Roberto, sto osservando la targa dietro i vetri della tua cucina: il 37° posto, nel mondo, assegnato al tuo Bifrò dal “World’s 101 Best Steak Restaurants”, nel 2024. Sei nell’Olimpo della ristorazione carnivora mondiale, un gran bel traguardo!
“Sarò sincero! Sono quelle cose che ti fanno sicuramente piacere, perché rappresentano dei traguardi come hai detto. Però, se devo dirla tutta, a cinquant’anni mi sento di dire che queste classifiche lasciano il tempo che trovano. Sono abbastanza scettico su questi risultati; ci sono, penso, trecentomila griglierie in tutto il mondo e mi chiedo come si faccia a stilare una classifica del genere. In fondo, sono essere umani che le compilano. Non ci credo molto. Devi sapere che ho diversi riconoscimenti anche a livello nazionale e non ho esposto nessuna targa o pergamena. Sono per le cose limpide, chiare, pulite, non credo nelle recensioni del pubblico. In queste classifiche ti vogliono indirizzare verso una loro strada, ma il locale è mio e la strada voglio sceglierla io”.

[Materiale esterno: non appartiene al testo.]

PR #10911, opened 2026-01-10
feat: Phoenix insight cli

cephalization:


cephalization:
Closing so that it can still be referenced but will not be accidentally merged

Issue #31, opened 2022-11-18
Enable Dataset creation from download


fjcasti1:
From formats:
- [x] csv
- [x] hdf5

PR #10941, opened 2026-01-13
fix: normalize tool return content before rendering

### LINKED ISSUE #10921: [BUG] Tool return is not rendered in the phoenix UI
one my agent tools returns a dictionary.

python code snippet of the tool
```
async def get_document_access_status(ctx: RunContext[AgentDeps]) -> dict[str, list[str]]:
# some business logic
 return {
        "accessible_by_AI": accessible,
        "not_accessible_by_AI": not_accessible,
    }
```

where  `accessible` and `not_accessible` are `list[str]`

in phoenix UI i see the following error

Image

in the span attributes, i can see that the correct values being returned, just not being rendered properly,

Image

**Although, if i return list[str], its still weird in rendering, but it still renders. example shown below**

Image

Image

mikeldking:
## Summary
Screenshot 2026-01-14 at 5 12 38 AM

Fixes React error #31 when tools return dictionaries or other non-string values.

## Changes

- Apply `normalizeMessageContent()` utility to message content in `SpanDetails.tsx` before rendering
- Ensures dictionaries and lists are properly formatted as JSON strings
- Add test data generation for tool messages with dict/list returns

## Root Cause

`ConnectedMarkdownBlock` expects string children, but OpenTelemetry spans can store any JSON type in message content attributes. When tools return dictionaries or lists, React throws error #31: "Objects are not valid as a React child".

## Solution

The codebase already has `normalizeMessageContent()` in `playgroundUtils.ts` that:
- Converts any content type to string
- Handles double-stringified JSON
- Pretty-prints objects/arrays as JSON

This fix applies that same utility to `SpanDetails.tsx`.

Fixes #10921

Generated with [Claude Code](https://claude.ai/code)

### DIFF
--- a/app/src/pages/playground/__tests__/playgroundUtils.test.ts
+++ b/app/src/pages/playground/__tests__/playgroundUtils.test.ts
@@ -9,7 +9,6 @@ import {
   PlaygroundInput,
   PlaygroundInstance,
 } from "@phoenix/store";
-import { formatContentAsString } from "@phoenix/utils/jsonUtils";
 
 import { InvocationParameterInput } from "../__generated__/PlaygroundDatasetExamplesTableSubscription.graphql";
 import {


mikeldking:
@claude normalizeMessageContent no longer belongs in playground utils. come up with a plan of where to put it and centralize it in a semantic place under utils.

mikeldking:
@claude normalizeMessageContent is not a generic enough function name that properly captures what the function does. Ponder different names for the function then change it to the one that is most clear.

mikeldking:
@claude self review this code for organization of tests, make sure all linting such as ruff passes and cleanup the PR.

app/src/pages/playground/__tests__/playgroundUtils.test.ts
```diff
@@ -1663,59 +1663,59 @@ describe("mergeInvocationParametersWithDefaults", () => {
   });
 });
 
-describe("normalizeMessageContent", () => {
+describe("formatContentAsString", () => {
```
mikeldking: @claude this test now belongs in jsonUtils.test.ts

mikeldking:
@claude make CI pass

yfrigui2 (approved):

PR #10961, opened 2026-01-14
feat: make dataset split action be a part of the menu

### LINKED ISSUE #10960: [ui] make split assignment be done on the table floating toolbar
Maybe in the future we perform action on a bar on the top but right now it's confusing that this is split across the top and the bottom. Going to split it out for now.

mikeldking:
resolves #10960


mikeldking:
@claude review

PR #10973, opened 2026-01-14
feat: persist append messages setting in local storage

### LINKED ISSUE #10887: [ui] Persist "append messages" on playground over dataset
It is annoying to have to re-configure the "append messages" setting everytime I leave the playground

Image

It should at least persist per-dataset, but there are a few ways we could do it.

yfrigui2:
resolves #10887

Persists appended messages path for each dataset in local storage, using the preferences store. This also adds an info alert below the prompt to clarify how this value is used.

image

---

> [!NOTE]
> Introduces dataset-scoped, persisted settings and updates the UI/data flow to respect them.
> 
> - Adds per-dataset state (`stateByDatasetId`) with `appendedMessagesPath` and `templateVariablesPath`; persists via zustand `persist` (local storage), validated/merged with `PlaygroundStateByDatasetIdSchema`
> - Threads `datasetId` from URL into `PlaygroundProvider` and store; new `setDatasetId` initializes defaults and preserves prior values
> - Updates setters to be dataset-aware: `setAppendedMessagesPath({ path, datasetId })`, `setTemplateVariablesPath({ templateVariablesPath, datasetId })`
> - `PlaygroundExperimentSettingsButton` now requires `datasetId` and writes/reads dataset-scoped settings; `PlaygroundDatasetSelect` updates store on selection/clear
> - `PlaygroundChatTemplate` displays an info alert when `appendedMessagesPath` is set
> - `PlaygroundDatasetExamplesTable` consumes per-dataset `templateVariablesPath`; `getChatCompletionOverDatasetInput` sends dataset-scoped paths
> - Adds tests for dataset-scoped initialization/persistence and adjusts existing tests for new `datasetId` prop
> 
> <sup>Written by [Cursor Bugbot](https://cursor.com/dashboard?tab=bugbot) for commit 5737f2d8dd30446ceb16f046020bd0621cc86435. This will update automatically on new commits. Configure [here](https://cursor.com/dashboard?tab=bugbot).</sup>

### DIFF
--- a/app/src/pages/playground/PlaygroundDatasetSelect.tsx
+++ b/app/src/pages/playground/PlaygroundDatasetSelect.tsx
@@ -94,6 +94,7 @@ export function PlaygroundDatasetSelect({
           isDisabled={isDisabled}
           leadingVisual={<Icon svg={<Icons.CloseOutline />} />}
           onPress={() => {
+            setDatasetId(null);
             setSearchParams((prev) => {
               prev.delete("datasetId");
               prev.delete("splitId");


mikeldking (commented):
let's use the zustand middleware rather than an effect hook. https://zustand.docs.pmnd.rs/integrations/persisting-store-data#simple-example

app/src/store/playground/playgroundStore.tsx
```diff
@@ -1346,7 +1355,14 @@ export const createPlaygroundStore = (props: InitialPlaygroundState) => {
       );
     },
   });
-  return create(devtools(playgroundStore, { name: "playgroundStore" }));
+  return create(
+    persist(devtools(playgroundStore, { name: "playgroundStore" }), {
+      name: "arize-phoenix-playground",
```
mikeldking, line 1456: The idea is to make this name to have the dataset id so the playground state can be preserved by dataset. Hope that makes sense?

app/src/pages/playground/PlaygroundChatTemplate.tsx
```diff
@@ -78,10 +80,19 @@ const DRAGGING_MESSAGE_Z_INDEX = MESSAGE_Z_INDEX + 1;
...
 
   const templateFormat = usePlaygroundContext((state) => state.templateFormat);
   const updateInstance = usePlaygroundContext((state) => state.updateInstance);
+  const playgroundDatasetStateByDatasetId = usePlaygroundContext(
+    (state) => state.stateByDatasetId
+  );
+  const playgroundDatasetState = datasetId
+    ? playgroundDatasetStateByDatasetId[datasetId]
+    : null;
+  const { appendedMessagesPath } = playgroundDatasetState ?? {};
```
mikeldking: this strikes me as particularly not pure as a render function. I think it's okay to have this notification show up in this component but I would do it via props. Because it's now looking at the search params which are only valid when mounted in the playground. 

I get that this is currently "fine" but it has potential for a bug and it also complicates the component in having logic that's specific to where it's mounted, which means it probably should be hoisted (e.g. have a prop called "appendedMessagesPath?: string" as a prop makes things absolutely clear.

app/src/pages/playground/PlaygroundExperimentSettingsButton.tsx
```diff
@@ -42,22 +45,39 @@ const TEMPLATE_VARIABLES_PATH_OPTIONS = [
...
+    }
+
+    if (playgroundDatasetState) {
+      return;
+    }
+    setTemplateVariablesPath({
+      templateVariablesPath: DEFAULT_TEMPLATE_VARIABLES_PATH,
+      datasetId,
+    });
+  }, [datasetId, playgroundDatasetState, setTemplateVariablesPath]);
```
mikeldking: strictly speaking this is not the right use of useEffect as it's using react lifecycle events to sync things to the store. https://react.dev/learn/you-might-not-need-an-effect

If anything this means that the datasetId selection should be in the overall PlaygroundStore so this logic can exist encapsulated in the store.

app/src/pages/playground/PlaygroundChatTemplate.tsx
yfrigui2: totally makes sense, especially with this being used on the evaluators page too. just updated so we look at search params at the higher-level `Playground` component and pass it down as a prop, which also feels more consistent with how other state is handled.

app/src/pages/playground/PlaygroundExperimentSettingsButton.tsx
yfrigui2: just pushed a fix for this by moving dataset selection into the store, and enabling the store to take a param for initial dataset ID on creation so we can initialize templateVariablesPath properly

yfrigui2:
@claude can you fix type errors in playground store tests, and also add tests for:
- when a playground store is created with a dataset ID, templateVariablesPath for that dataset is initialized to the correct value
- when dataset ID is changed to a value that doesn't exist in stateByDatasetId, we initialize templateVariablesPath for the new dataset

app/src/store/playground/playgroundStore.tsx
```diff
@@ -265,11 +266,40 @@ export const createPlaygroundStore = (props: InitialPlaygroundState) => {
...
+            ...get().stateByDatasetId,
+            [datasetId]: {
+              templateVariablesPath: DEFAULT_TEMPLATE_VARIABLES_PATH,
+            },
+          },
+        },
+        false,
+        { type: "setDatasetId/initialize" }
+      );
+    },
```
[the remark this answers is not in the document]
yfrigui2: tested and confirmed this doesn't happen, since navigating via URL will cause a full page reload, remounting PlaygroundProvider. maybe there's potential for some edge case here, but I'm fine with leaving this as-is for now since I can't reproduce any bug here.

app/src/pages/playground/playgroundUtils.ts
```diff
@@ -1348,7 +1348,7 @@ export const getChatCompletionOverDatasetInput = ({
         inputMapping,
       })
     ),
-    appendedMessagesPath: appendedMessagesPath ?? null,
+    appendedMessagesPath,
```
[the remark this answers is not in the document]
yfrigui2: I think this code is already correct, if `templateVariablesPath` is falsey at this point, we should assume the user has edited it to be so

yfrigui2:
@claude can you investigate why playwright tests are failing

app/src/pages/playground/Playground.tsx
```diff
@@ -50,6 +50,9 @@ const playgroundWrapCSS = css`
 `;
 
 export function Playground(props: Partial<PlaygroundProps>) {
+  const [searchParams] = useSearchParams();
+  const initialDatasetId = searchParams.get("datasetId");
```
mikeldking: I think this is gonna keep changing, so it's not the initialDatasetId, it is the datasetID right?

https://reactrouter.com/api/hooks/useSearchParams

app/src/pages/playground/Playground.tsx
```diff
@@ -261,6 +274,9 @@ function PlaygroundContent() {
                         >
                           <PlaygroundTemplate
                             playgroundInstanceId={instanceId}
+                            appendedMessagesPath={
+                              appendedMessagesPath ?? undefined
+                            }
```
mikeldking: it's probably cleaner to just make the prop to accept null / undefined

app/src/pages/playground/Playground.tsx
yfrigui2: yeah, I named it this because it's being used to set the initial state, but I think just datasetId is clearer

Chi viene a mangiare nel tuo locale cosa deve aspettarsi?
“Qui deve entrare chi cerca un’esperienza mirata sulla carne cotta alla griglia. Alcune volte capita di entrare in un locale che propone carne alla griglia ma non ha neanche il grigliatore. Se vuoi mangiare carne lavorata col fuoco devi venire da Bifrò: è uno dei posti di Torino dove puoi trovare questo. Carni di tutto il mondo con un’attenzione particolare per il made in Italy. Perché non aprire le porte al mondo?”.

Roberto Pintadu al taglio. Credits Andrea Di Bella
Ho avuto il piacere di intervistare una persona che non si nasconde, schietta, pulita, molto professionale e preparata. Voglio chiudere con una provocazione: in un mondo gastronomico che strizza l’occhio al vegetariano, al vegano, la carne che ruolo continua a rivestire?

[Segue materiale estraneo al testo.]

PR #10979, opened 2026-01-14
feat: add the ability to create examples in a chain

mikeldking:
First step to making it easier to keep adding examples.

https://www.loom.com/share/6934da81e3de4ef582b87a5453ffa8cc?from_recorder=1&focus_title=1

### DIFF
--- a/app/src/pages/dataset/AddDatasetExampleDialog.tsx
+++ b/app/src/pages/dataset/AddDatasetExampleDialog.tsx
@@ -1,5 +1,10 @@
 import { useCallback, useState } from "react";
-import { Control, Controller, UseFormHandleSubmit, useForm } from "react-hook-form";
+import {
+  Control,
+  Controller,
+  useForm,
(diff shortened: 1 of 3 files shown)


app/src/pages/dataset/AddDatasetExampleDialog.tsx
```diff
@@ -50,9 +55,52 @@ const defaultCardProps: Partial<CardProps> = {
...
+  // Primitive values (string, number, boolean)
+  if (typeof obj === "string") {
+    return "";
+  }
+  if (typeof obj === "number") {
+    return 0;
+  }
+  if (typeof obj === "boolean") {
+    return false;
+  }
```
mikeldking:
```suggestion
  if (typeof obj === "number") {
    return 0;
  }
  if (typeof obj === "boolean") {
    return false;
  }
```
@claude these should be left un-modified

PR #11028, opened 2026-01-21
feat(db): add session.id index for spans across sqlite and postgres

noahlatzel:
Add a dialect-aware expression index on spans.attributes.session.id to speed up common SpanQuery filters that currently full-scan the spans table. The migration creates the appropriate JSON extraction index for PostgreSQL and SQLite, and the change is reflected in the SQLAlchemy model and Postgres schema snapshot to keep runtime migrations, ORM metadata, and generated DDL consistent. This targets session.id only to keep write overhead low while broadly improving session-scoped queries; span_kind predicates benefit from reduced scan size without requiring a composite index.

---

> [!NOTE]
> **Medium Risk**
> Adds a new partial expression index and migration on a potentially large `spans` table, which can increase deploy time and write overhead and may affect custom SQL that doesn’t match the indexed JSON extraction form.
> 
> **Overview**
> Speeds up span filtering by `session.id` by introducing a **dialect-aware, partial expression index** on `spans.attributes['session']['id']` for both PostgreSQL and SQLite.
> 
> Adds an Alembic migration to create/drop `ix_spans_session_id`, updates the `Span` ORM model to include the same index definition, and documents migration runtime/PG query-shape caveats in `MIGRATION.md` (plus ensures the `tox -e alembic` env installs `asyncpg`).
> 
> <sup>Written by [Cursor Bugbot](https://cursor.com/dashboard?tab=bugbot) for commit e5c807bb638bc061cdc5e79482f828d7272244c8. This will update automatically on new commits. Configure [here](https://cursor.com/dashboard?tab=bugbot).</sup>

### DIFF
--- a/MIGRATION.md
+++ b/MIGRATION.md
@@ -4,7 +4,9 @@
 
 ### DB Index for Session ID
 
-A partial index on `spans.attributes` for session id is added by migration. No action required. Migration run time is estimated locally on a MacBook Pro at >200 seconds per 100 GiB. Cloud environments may take longer depending on instance size and I/O throughput.
+A partial index on `spans.attributes` for session id is added by migration. No action required. Migration run time is estimated at approximately 200 seconds per 100 GiB on a MacBook Pro. Cloud environments may take longer depending on instance size and I/O throughput.
+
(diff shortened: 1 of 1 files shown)


noahlatzel:

RogerHYang:
Thanks for the PR. We appreciate your contribution!

Just a heads-up that database changes are only merged with major version releases. We’ll plan to include this in the next major release, which should be coming up shortly, though the exact timing isn’t locked in yet.

noahlatzel:
Thank you a lot!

“Sicuramente un ruolo molto importante. Gli onnivori, nel mondo, siamo, in numero, tantissimi, molti di più che vegani e vegetariani messi assieme. Non tutti i ristoranti devono essere per tutti. Secondo me è anche bello che ciascuno segua la propria filosofia del cibo e che esistano ristoranti mirati. Qui da Bifrò, il vegano fa fatica per una questione di carni esposte, ma un vegetariano da noi mangia e ha tanta scelta. Bifrò ha in menu 12 piatti di verdure, perché, secondo la mia convinzione, è essenziale che la carne sia accompagnata da verdure, sempre”.
Terminiamo mettendo sul piatto il tema della carne coltivata. Bifrò resterà sempre così? O potrà diventare, in futuro, Bicolt?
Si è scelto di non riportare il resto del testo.